PR #4075, opened 2025-02-04
Improve net tile TX throughput

riptl:
- **fddev pktgen**
- **Add pktgen fake_dst_ip config option**
- **Add net_xsk_send_errors metric**
- **Net tile TX coalescing**


src/app/fdctl/config/default.toml
```diff
@@ -876,6 +876,12 @@ dynamic_port_range = "8900-9000"
         # handling.
         xdp_aio_depth = 256
 
+        # When the oldest packet in a batch has been queued for more than
```
mmcgee-jump, line 879: Is this really operator configurable?

src/waltz/xdp/fd_xsk.c
```diff
@@ -726,12 +730,13 @@ fd_xsk_tx_enqueue( fd_xsk_t *            xsk,
     if( fd_xsk_tx_need_wakeup( xsk ) ) {
       if( FD_UNLIKELY( -1==sendto( xsk->xsk_fd, NULL, 0, MSG_DONTWAIT, NULL, 0 ) ) ) {
         if( FD_UNLIKELY( errno!=EAGAIN ) ) {
-          FD_LOG_WARNING(( "xsk sendto failed xsk_fd=%d (%i-%s)", xsk->xsk_fd, errno, fd_io_strerror( errno ) ));
+          *opt_perr = errno;
```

____________________

Requirement: Write the listing out once more, keeping each word as it is.

Answer box:
PR #4075, opened 2025-02-04
Improve net tile TX throughput

riptl:
- **fddev pktgen**
- **Add pktgen fake_dst_ip config option**
- **Add net_xsk_send_errors metric**
- **Net tile TX coalescing**


src/app/fdctl/config/default.toml
```diff
@@ -876,6 +876,12 @@ dynamic_port_range = "8900-9000"
         # handling.
         xdp_aio_depth = 256
 
+        # When the oldest packet in a batch has been queued for more than
```
mmcgee-jump, line 879: Is this really operator configurable?

src/waltz/xdp/fd_xsk.c
```diff
@@ -726,12 +730,13 @@ fd_xsk_tx_enqueue( fd_xsk_t *            xsk,
     if( fd_xsk_tx_need_wakeup( xsk ) ) {
       if( FD_UNLIKELY( -1==sendto( xsk->xsk_fd, NULL, 0, MSG_DONTWAIT, NULL, 0 ) ) ) {
         if( FD_UNLIKELY( errno!=EAGAIN ) ) {
-          FD_LOG_WARNING(( "xsk sendto failed xsk_fd=%d (%i-%s)", xsk->xsk_fd, errno, fd_io_strerror( errno ) ));
+          *opt_perr = errno;
```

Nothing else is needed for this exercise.